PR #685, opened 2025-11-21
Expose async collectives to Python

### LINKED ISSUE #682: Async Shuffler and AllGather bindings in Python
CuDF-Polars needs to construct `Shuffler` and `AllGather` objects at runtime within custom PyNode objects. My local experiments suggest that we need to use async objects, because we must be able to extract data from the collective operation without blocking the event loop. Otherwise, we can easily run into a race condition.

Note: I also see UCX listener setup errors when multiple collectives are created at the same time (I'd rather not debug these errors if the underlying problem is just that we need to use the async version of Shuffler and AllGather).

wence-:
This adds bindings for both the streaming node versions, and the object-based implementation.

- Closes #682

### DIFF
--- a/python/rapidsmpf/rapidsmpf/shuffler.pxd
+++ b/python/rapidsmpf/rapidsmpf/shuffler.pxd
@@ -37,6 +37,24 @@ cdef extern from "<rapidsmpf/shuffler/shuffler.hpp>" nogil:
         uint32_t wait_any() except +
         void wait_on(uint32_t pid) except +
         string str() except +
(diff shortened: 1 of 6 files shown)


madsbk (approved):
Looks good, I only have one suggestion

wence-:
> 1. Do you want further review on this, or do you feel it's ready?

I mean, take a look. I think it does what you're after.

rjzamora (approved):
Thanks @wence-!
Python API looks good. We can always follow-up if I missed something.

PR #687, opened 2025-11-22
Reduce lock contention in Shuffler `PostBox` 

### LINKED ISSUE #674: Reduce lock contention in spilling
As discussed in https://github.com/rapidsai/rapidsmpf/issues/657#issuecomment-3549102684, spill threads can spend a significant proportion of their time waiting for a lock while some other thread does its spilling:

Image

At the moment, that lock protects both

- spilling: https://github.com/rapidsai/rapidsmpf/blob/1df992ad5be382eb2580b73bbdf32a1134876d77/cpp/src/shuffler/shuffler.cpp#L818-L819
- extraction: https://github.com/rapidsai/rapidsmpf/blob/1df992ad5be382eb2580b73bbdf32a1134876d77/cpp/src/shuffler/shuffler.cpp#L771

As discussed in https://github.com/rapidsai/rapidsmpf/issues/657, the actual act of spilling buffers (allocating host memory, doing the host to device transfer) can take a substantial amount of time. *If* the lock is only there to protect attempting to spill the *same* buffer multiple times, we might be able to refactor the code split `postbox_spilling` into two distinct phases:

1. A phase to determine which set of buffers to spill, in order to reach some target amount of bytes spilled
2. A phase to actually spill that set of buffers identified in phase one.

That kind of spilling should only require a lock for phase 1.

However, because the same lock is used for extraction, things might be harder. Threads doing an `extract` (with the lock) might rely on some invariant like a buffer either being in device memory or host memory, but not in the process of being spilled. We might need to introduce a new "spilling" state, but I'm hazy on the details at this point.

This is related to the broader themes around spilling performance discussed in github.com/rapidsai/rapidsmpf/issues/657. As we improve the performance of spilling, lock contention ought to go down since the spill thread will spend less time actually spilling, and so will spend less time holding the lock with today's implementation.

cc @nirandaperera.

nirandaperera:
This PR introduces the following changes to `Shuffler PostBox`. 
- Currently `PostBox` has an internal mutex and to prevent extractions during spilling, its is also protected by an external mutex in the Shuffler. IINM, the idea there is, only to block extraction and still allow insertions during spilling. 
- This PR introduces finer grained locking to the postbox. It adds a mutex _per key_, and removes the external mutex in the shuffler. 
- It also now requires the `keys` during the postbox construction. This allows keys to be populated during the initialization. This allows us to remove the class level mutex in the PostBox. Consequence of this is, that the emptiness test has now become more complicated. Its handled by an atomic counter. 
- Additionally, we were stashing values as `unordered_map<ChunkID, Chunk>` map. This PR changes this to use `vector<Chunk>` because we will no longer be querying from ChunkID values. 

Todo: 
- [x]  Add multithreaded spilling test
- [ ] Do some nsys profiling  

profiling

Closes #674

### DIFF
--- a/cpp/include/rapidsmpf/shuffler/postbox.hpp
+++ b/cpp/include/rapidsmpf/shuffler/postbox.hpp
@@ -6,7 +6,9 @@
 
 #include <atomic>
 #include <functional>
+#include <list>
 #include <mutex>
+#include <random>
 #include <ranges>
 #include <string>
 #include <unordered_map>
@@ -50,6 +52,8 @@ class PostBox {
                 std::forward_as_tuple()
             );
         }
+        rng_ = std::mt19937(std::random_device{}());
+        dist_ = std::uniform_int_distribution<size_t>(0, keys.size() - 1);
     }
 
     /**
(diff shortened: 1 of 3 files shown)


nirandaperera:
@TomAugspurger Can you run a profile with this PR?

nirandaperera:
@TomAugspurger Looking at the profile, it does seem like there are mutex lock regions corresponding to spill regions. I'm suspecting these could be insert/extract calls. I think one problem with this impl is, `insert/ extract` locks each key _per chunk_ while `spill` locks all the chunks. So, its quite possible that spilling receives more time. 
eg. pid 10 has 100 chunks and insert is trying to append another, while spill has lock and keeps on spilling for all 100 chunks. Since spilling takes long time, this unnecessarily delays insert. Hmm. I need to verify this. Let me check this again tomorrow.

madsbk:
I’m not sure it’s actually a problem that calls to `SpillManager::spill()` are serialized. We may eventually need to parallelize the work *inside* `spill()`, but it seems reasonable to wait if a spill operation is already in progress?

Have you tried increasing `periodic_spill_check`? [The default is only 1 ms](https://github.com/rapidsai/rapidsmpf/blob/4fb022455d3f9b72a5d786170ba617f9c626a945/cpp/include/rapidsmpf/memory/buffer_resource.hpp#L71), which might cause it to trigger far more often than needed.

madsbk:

---

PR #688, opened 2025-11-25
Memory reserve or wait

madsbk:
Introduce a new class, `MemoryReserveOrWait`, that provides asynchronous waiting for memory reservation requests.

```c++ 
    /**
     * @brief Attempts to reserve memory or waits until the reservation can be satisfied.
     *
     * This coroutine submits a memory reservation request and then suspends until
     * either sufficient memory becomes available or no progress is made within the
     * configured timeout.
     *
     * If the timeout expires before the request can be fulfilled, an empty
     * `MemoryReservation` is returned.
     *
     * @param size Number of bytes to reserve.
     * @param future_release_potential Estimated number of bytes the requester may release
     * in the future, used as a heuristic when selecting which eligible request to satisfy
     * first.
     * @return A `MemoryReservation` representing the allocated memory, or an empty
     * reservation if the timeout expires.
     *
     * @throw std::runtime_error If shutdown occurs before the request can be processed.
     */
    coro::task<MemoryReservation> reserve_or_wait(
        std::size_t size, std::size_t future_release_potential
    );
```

Your task :: Take the lines above from the one containing "PR #685, opened 2025-11-21" to the one containing "### LINKED ISSUE #682: Async" and retype them exactly, both ends included, with nothing added.

Response to this exercise ::
PR #685, opened 2025-11-21
Expose async collectives to Python

### LINKED ISSUE #682: Async Shuffler and AllGather bindings in Python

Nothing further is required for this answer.